Occurred to me recently that Google can be, under certain conditions, an excellent tool to categorize sites and media properties with, though I realize it will not work in every case. I'll talk alot more about this in my book on Social Media Analytics (a new book site is being worked on where I will talk about the book as I'm writing it and ask for feedback).
But here's one example, if I were to take a list of sites - any list - could be Comscore's 50,000 or so sites, or just any list all of blogs, message boards, photo sharing sites, main stream media outlets, whatever, and run a set of pre canned queries on them while counting the results, I could tell you how relevant they were on the subject of that query. Sure, there would be some issues with dynamic urls and sites that are serving up a lot of duplicate content (which Google tries to suppress with the duplicate content filter) but over all, if I have a good set of queries and enough time, I could categorize a bunch of sites with relevancy for a particular subject (what the query is about).

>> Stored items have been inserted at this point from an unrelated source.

PR #7979, opened 2020-01-12
Private is not necessary

oojacoboo:
There is no reason for the EntityManager to not be accessible within filters.  It causes extension writers to do code gymnastics to get the EntityManager.

Example:
https://github.com/Atlantic18/DoctrineExtensions/blob/master/src/SoftDeleteable/Filter/SoftDeleteableFilter.php

### DIFF
--- a/lib/Doctrine/ORM/Query/Filter/SQLFilter.php
+++ b/lib/Doctrine/ORM/Query/Filter/SQLFilter.php
@@ -112,6 +112,11 @@ abstract class SQLFilter
         return serialize($this->parameters);
     }
 
+    final protected function getEntityManager() : EntityManagerInterface
+    {
+        return $this->em;
+    }
+
     /**
      * Returns the database connection used by the entity manager
      *


lib/Doctrine/ORM/Query/Filter/SQLFilter.php
```diff
@@ -24,7 +24,7 @@ abstract class SQLFilter
      *
      * @var EntityManagerInterface
      */
-    private $em;
+    protected $em;
```
greg0ire: There is no reason for the entity manager to be writable. I would be more ok with a `final protected` accessor.

greg0ire: :thinking: it's an object, so I guess it would be writable anyway, unless we clone it in the accessor, which is probably not desirable.

greg0ire:
`master` is probably not the branch you want to target, it represents version 3

oojacoboo:
Version 3 is good enough.  There are already hacks in place for most extensions anyway via reflection.

beberlei:
We initially designed this class to have very little possibilities, because you can easily make mistakes depending on outside state. I can see how reusable filters need more information than what it provides at the moment.

In this case you need access to the database platform and custom mapping schema. The first we could easily provide to a custom protected getter, the second might require us to think about extension metadata, maybe as a first class citizen. 

But maybe we should provide access to EntityManager and pass responsibility about performance to users.

oojacoboo:
I can add a protected getter if that'll suffice.  I'm writing an extension now where I need access to the EntityManager, but just using a reflection hack.  I don't need access to the mapping schema, but I can see how that'd be commonly needed.

You're mentioning performance, but having to do hacks like the ones in this extension are degrading performance as well.

lib/Doctrine/ORM/Query/Filter/SQLFilter.php
greg0ire: But I guess at least you will not be able to replace `$em` with another instance, and since that object is already shared with a lot of things, and you access it in your filter, it's not a big deal to give access to it. Please use a `final protected` accessor.

oojacoboo:
@greg0ire and @beberlei I've committed a final protected accessor now.

lib/Doctrine/ORM/Query/Filter/SQLFilter.php
```diff
@@ -112,6 +112,16 @@ abstract class SQLFilter
         return serialize($this->parameters);
     }
 
+    /**
+     * Returns the entity manager
+     *
+     * @return EntityManagerInterface
+     */
+    final protected function getEntityManager()
```
greg0ire:
```suggestion
    final protected function getEntityManager() : EntityManagerInterface
```

lib/Doctrine/ORM/Query/Filter/SQLFilter.php
```diff
@@ -112,6 +112,16 @@ abstract class SQLFilter
         return serialize($this->parameters);
     }
 
+    /**
+     * Returns the entity manager
+     *
+     * @return EntityManagerInterface
+     */
```
greg0ire: Please remove the whole comment.

oojacoboo:
@greg0ire done.  Didn't know it was being typed - the rest of the methods weren't.

greg0ire (dismissed):

lib/Doctrine/ORM/Query/Filter/SQLFilter.php
```diff
@@ -112,6 +112,11 @@ abstract class SQLFilter
         return serialize($this->parameters);
     }
 
+    final protected function getEntityManager(): EntityManagerInterface
```
SenseException:
```suggestion
    final protected function getEntityManager() : EntityManagerInterface
```

lib/Doctrine/ORM/Query/Filter/SQLFilter.php
```diff
@@ -112,6 +112,11 @@ abstract class SQLFilter
...
+    {
+        return $this->em;
+    }
+
```
SenseException:
```suggestion

```

SenseException (changes requested):
There are just a few coding style issues that need to be fixed.

lib/Doctrine/ORM/Query/Filter/SQLFilter.php
oojacoboo: I didn't look to see what the standard is for Doctrine here, but having an additional empty line at the end of a file is recommended for portability reasons.  Unix/POSIX systems generally assume a trailing empty line as files are concatenated together.  Without the final line, the last line will be merged with the first line of the next file, sometimes causing syntax errors.

greg0ire: This is not the end of the file, is it? There should definitely be a blank line between methods though.

oojacoboo: Sorry, I thought it was.  I have no idea what this is then.  This snippet is one line.  I see no way to view the full file with requested changes here.  I'm not very familiar with this interface and am finding it to be incredibly frustrating to work with at this depth.

Feel free to commit it.  I thought I added a line between the method.  At least when I click to "view file", that's what I see.

greg0ire: I think there is a line between the methods, so all is well for me. I was saying that for @SenseException , not for you.

SenseException: It's not about the line but empty spaces. "Whitespace found at end of line" is more that the whole line consists of empty spaces.

greg0ire: I think they must have been removed cause I don't see the spaces in the diff when trying to highlight them with my cursor.

SenseException: I see that it is still mentioned by phpcs in the current build result: https://travis-ci.org/doctrine/orm/jobs/641467131#L562. Does the IDE not show them?

greg0ire: vim does show them, not sure why Github doesn't. I just force pushed.

SenseException (approved):

oojacoboo:
Is there any reason why this was never merged?

oojacoboo:
@SenseException @greg0ire any reason why we couldn't merge this?

greg0ire:
Yes: it never targeted the correct branch.

PR #7994, opened 2020-01-20
Update setParameters to conform to DocBlock for PHP 7.4

pavlakis:
The `setParameters` method accepts `* @param ArrayCollection|mixed[] $parameters` and as such the `array` is no longer a valid type as of `2.7.0`

### DIFF
--- a/docs/en/reference/query-builder.rst
+++ b/docs/en/reference/query-builder.rst
@@ -265,7 +265,7 @@ following syntax:
     // $qb instanceof QueryBuilder
 
     // Query here...
-    $qb->setParameters(array(1 => 'value for ?1', 2 => 'value for ?2'));
+    $qb->setParameters(new ArrayCollection(array(1 => 'value for ?1', 2 => 'value for ?2')));
 
 Getting already bound parameters is easy - simply use the above
 mentioned syntax with "getParameter()" or "getParameters()":


greg0ire:
I'm confused… `array` is compatible with `mixed[]` and therefore compatible with `ArrayCollection|mixed[]`

pavlakis:
@greg0ire 
That was my take on it too. So, I raised it as an [issue with PHPStan](https://github.com/phpstan/phpstan-doctrine/issues/105) where I found this issue from, and apparently `array` is not compatible with `mixed[]`.

greg0ire (commented):
In theory, I'm ok with this PR, since we are going to drop arrays here if I believe the comment found at https://github.com/doctrine/orm/blob/ff65cae17083266c43f091fff03289197db9e4fb/lib/Doctrine/ORM/AbstractQuery.php#L323
In practice, this has been decided 8 years ago (!) in https://github.com/doctrine/orm/commit/161ae31a7e044a7f0dda357ed271215f2317e9a5, and the BC layer is still present on master, so it might be a bit early to recommend that, I don't know. I notice that it's already present in some docblocks: https://github.com/doctrine/orm/blob/ff65cae17083266c43f091fff03289197db9e4fb/lib/Doctrine/ORM/QueryBuilder.php#L549-L556

Also, I think there are more occurences that can and should be changed: https://github.com/doctrine/orm/search?q=setParameters&unscoped_q=setParameters

greg0ire:
I think we would accept a PR changing the docblock so that it's compatible with phpstan

Screenshot_2020-01-20 Slack static-analysis Symfony Devs

ondrejmirtes:
I just realized I could add a phpDoc stub file to phpstan-doctrine that changes the signature so that PHPStan understands how it’s meant 😊

pavlakis:
@greg0ire I have created PR https://github.com/doctrine/orm/pull/7995 with the DocBlock update.

PR #7995, opened 2020-01-20
Change DocBlock to be compatible with PHPStan

pavlakis:
The current ArrayCollection|mixed[] DocBlock causes PHPStan to fail the current behaviour of
passing an array on setParameters()

Related issue: https://github.com/doctrine/orm/pull/7994

### DIFF
--- a/lib/Doctrine/ORM/AbstractQuery.php
+++ b/lib/Doctrine/ORM/AbstractQuery.php
@@ -336,7 +336,7 @@ abstract class AbstractQuery
     /**
      * Sets a collection of query parameters.
      *
-     * @param ArrayCollection|mixed[] $parameters
+     * @param ArrayCollection|array<mixed> $parameters
      *
      * @return static This query instance.
      */


greg0ire:
Should https://github.com/doctrine/orm/blob/fdad48278b6c0d0d7075de584e6982969bf430c6/lib/Doctrine/ORM/QueryBuilder.php#L562 be "fixed" too?

Using quotes around fixed, and I'm curious to see what other maintainers will say, because the syntax we currently use looks like it should be supported.

pavlakis:
It might be obvious, but I just realised that passing `new ArrayCollection([$params])` although it will allow PHPStan to pass, it won't support the same functionality as the elements in the collection won't be `new Parameter($key, $value)`.

So without making the above change, the options at present are:
* pass the array but ignore the PHPStan error, or
* add each parameter individually using `setParameter`

greg0ire:
> It might be obvious, but I just realised that passing new ArrayCollection([$params]) although it will allow PHPStan to pass, it won't support the same functionality as the elements in the collection won't be new Parameter($key, $value).

Link for the lazy:

https://github.com/doctrine/orm/blob/e77091399a4475630a833fc33bff0d54c194511a/lib/Doctrine/ORM/QueryBuilder.php#L563-L581

PR #8002, opened 2020-01-25
Remove ORM 2.0 version constraints from docs

SenseException:
master is going to be ORM 3.0 and the documentation is still referencing information about version 2 features and when they were introduced. This PR is removing them because they are irrelevant for 3.0.

The docs also still name the ORM project "Doctrine 2" which isn't accurate since the renaming of the repository/project. This PR rephrases those occurrences with "Doctrine ORM" or just "ORM".

### DIFF
--- a/docs/en/cookbook/working-with-datetime.rst
+++ b/docs/en/cookbook/working-with-datetime.rst
@@ -3,7 +3,7 @@ Working with DateTime Instances
 
 There are many nitty gritty details when working with PHPs DateTime instances. You have to know their inner
 workings pretty well not to make mistakes with date handling. This cookbook entry holds several
-interesting pieces of information on how to work with PHP DateTime instances in Doctrine 2.
+interesting pieces of information on how to work with PHP DateTime instances in ORM.
 
 DateTime changes are detected by Reference
 ~~~~~~~~~~~~~~~~~~~~~~~~~~~~~~~~~~~~~~~~~~
@@ -58,7 +58,7 @@ Handling different Timezones with the DateTime Type
 
 If you first come across the requirement to save different timezones you may be still optimistic about how
 to manage this mess,
-however let me crush your expectations fast. There is not a single database out there (supported by Doctrine 2)
+however let me crush your expectations fast. There is not a single database out there (supported by Doctrine ORM)
 that supports timezones correctly. Correctly here means that you can cover all the use-cases that
 can come up with timezones. If you don't believe me you should read up on `Storing DateTime
 in Databases <http://derickrethans.nl/storing-date-time-in-database.html>`_.
@@ -67,7 +67,7 @@ The problem is simple. Not a single database vendor saves the timezone, only the
 However with frequent daylight saving and political timezone changes you can have a UTC offset that moves
 in different offset directions depending on the real location.
 
-The solution for this dilemma is simple. Don't use timezones with DateTime and Doctrine 2. However there is a workaround
+The solution for this dilemma is simple. Don't use timezones with DateTime and Doctrine ORM. However there is a workaround
 that even allows correct date-time handling with timezones:
 
 1. Always convert any DateTime instance to UTC.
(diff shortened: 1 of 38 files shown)


docs/en/cookbook/working-with-datetime.rst
```diff
@@ -3,7 +3,7 @@ Working with DateTime Instances
 
 There are many nitty gritty details when working with PHPs DateTime instances. You have to know their inner
 workings pretty well not to make mistakes with date handling. This cookbook entry holds several
-interesting pieces of information on how to work with PHP DateTime instances in Doctrine 2.
+interesting pieces of information on how to work with PHP DateTime instances in ORM.
```
greg0ire:
```suggestion
interesting pieces of information on how to work with PHP DateTime instances in Doctrine ORM.
```

docs/en/reference/advanced-configuration.rst
```diff
@@ -317,7 +317,7 @@ Proxy Objects
 
 A proxy object is an object that is put in place or used instead of
 the "real" object. A proxy object can add behavior to the object
-being proxied without that object being aware of it. In Doctrine 2,
+being proxied without that object being aware of it. In ORM,
```
greg0ire:
```suggestion
being proxied without that object being aware of it. In Doctrine ORM,
```

greg0ire (commented):
How are these changes going to land in lower branches?

docs/en/cookbook/working-with-datetime.rst
SenseException: This was intentional. I wanted to reduce "Doctrine ORM" appearing everywhere to prevent it becoming too redundant. I actually thinking about reducing its occurrence in annotations-reference.rst where it is used multiple times.

docs/en/reference/advanced-configuration.rst
SenseException: This was intentional. I wanted to reduce "Doctrine" appearing everywhere to prevent it becoming too redundant. I actually thinking about reducing its occurrence in annotations-reference.rst where it is used multiple times.

SenseException:
> How are these changes going to land in lower branches?

They aren't going to be in the lower branches. This PR is set for ORM 3.0 and replacing "Doctrine 2" is just a decision between this or replacing it with "Doctrine 3". Because all the differences inside the Doctrine 2 versions aren't relevant for 3 anymore, I decided to remove the number entirely.

greg0ire (approved):
Looks good, but I wouldn't be against doing this on stable branches, because it makes sense here too IMO, and it will make merging up less painful.

SenseException:
I'd like to hear more opinions about that.

ostrolucky:
Another vote for targetting lower branch

SenseException:
@ostrolucky Do you expect any differences for the current changed code when it would be on a 2.x branch? Some lines that don't need to be removed?

ostrolucky:
I don't. Merging it lower will just help slowing down a big diverge betwen 2.x and master. But if you are not comfortable rebasing it on 2.8.x, feel free to merge, I'm not extremely opposed to merge this type of change just for master

SenseException:
I just don't want to have false information in the lower branches if there are still one in the current changes. If these are still working for 2.7 or 2.8, I would rebase it to the lower branches. I assume you mentioned 2.8.x because it's the preferred branch for this?

ostrolucky:
> I assume you mentioned 2.8.x because it's the preferred branch for this?

It's just branch I checked. I don't know what's the policy for target branches in ORM repository. I would like to see it in 2.7.x, but I would personally target it for 2.8.x as it's less controversional than trying to pass it as bug fix to 2.7x.

greg0ire:
> I would personally target it for 2.8.x as it's less controversional than trying to pass it as bug fix to 2.7x.

We shouldn't merge in 2.7 if there is a risk of making the code less stable. This does not apply to tests, CI improvements, or documentation changes, IMO there is no issue in targetting 2.7.x

SenseException:
I've rebased it onto 2.8.x.

ostrolucky (approved):

greg0ire:
Thanks @SenseException !

PR #8742, opened 2021-06-05
Add ReturnTypeWillChange to ReflectionEmbeddedProperty

derrabus:
PHP 8.1 will introduce a process to add return types to internal methods, see https://wiki.php.net/rfc/internal_method_return_types

* Follows doctrine/dbal#4662
* Follows doctrine/persistence#189

This library extends `ReflectionProperty` and overrides public methods that are affected by this change. PHP 8.1 triggers deprecation warnings unless we declare that a future version of this library will add these return types as well. We can do so by adding the `ReturnTypeWillChange` attribute to those methods.

This PR suggests to do just that because adding the actual return types would break code that extends our classes. A future 3.0 release could add the actual return types.

### DIFF
--- a/lib/Doctrine/ORM/Mapping/ReflectionEmbeddedProperty.php
+++ b/lib/Doctrine/ORM/Mapping/ReflectionEmbeddedProperty.php
@@ -22,6 +22,7 @@ namespace Doctrine\ORM\Mapping;
 
 use Doctrine\Instantiator\Instantiator;
 use ReflectionProperty;
+use ReturnTypeWillChange;
 
 /**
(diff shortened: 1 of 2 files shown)


derrabus:
The PHP CodeSniffer errors seem to be false positives.

edit: Reported as slevomat/coding-standard#1233

greg0ire:
@derrabus let's add an ignore rule with the link above then? Or is the plan to wait for an upstream fix?

derrabus:
> let's add an ignore rule with the link above then?

Done.

greg0ire (approved):

greg0ire:
Thanks @derrabus !

PR #8743, opened 2021-06-06
Update attributes-reference.rst

coldhu:
typo in UniqueConstraint attribute example "columns=" instead of "columns:"

PR #8744, opened 2021-06-07
Fix syntax

OskarStark:


beberlei:
Duplicate of #8743. a PR should fix all at once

If I had enough different queries, and enough time, I could categorize the web (but right now, without a bit of programming, this would be impossible to scale); in fact much of Comscore is manually deciding, via a dictionary team, what categories a site is in. And Google collects information via Google Analytics Benchmarking where sites that share data can compare themselves to other sites who also share anonymous data in a category (say, magazines) and see how they preform on 6 preset metrics.
Much of this got stimulated by looking at CisionPoint and Recorded Future, two platforms I'm playing with right now and will have more to write about them in, lets say, the near future. I'm also giving a webinar with Jay Krall of Cision in mid November on all the neat things CisionPoint can do and it will be an interactive webinar where I'll be asking Jay some cool questions and he'll show people what CisionPoint actually does.
For example, CisionPoint now reads in Radian6 data and merges it with their Media Outlet database and Industry Segmentation - I bet a lot of people didn't know that or what to do with such information.
More about this shortly.
And then there's Monitoring Social Media NYC 2010 taking place next Thursday and Friday - I'll be speaking both days and hope to see some of my readers there.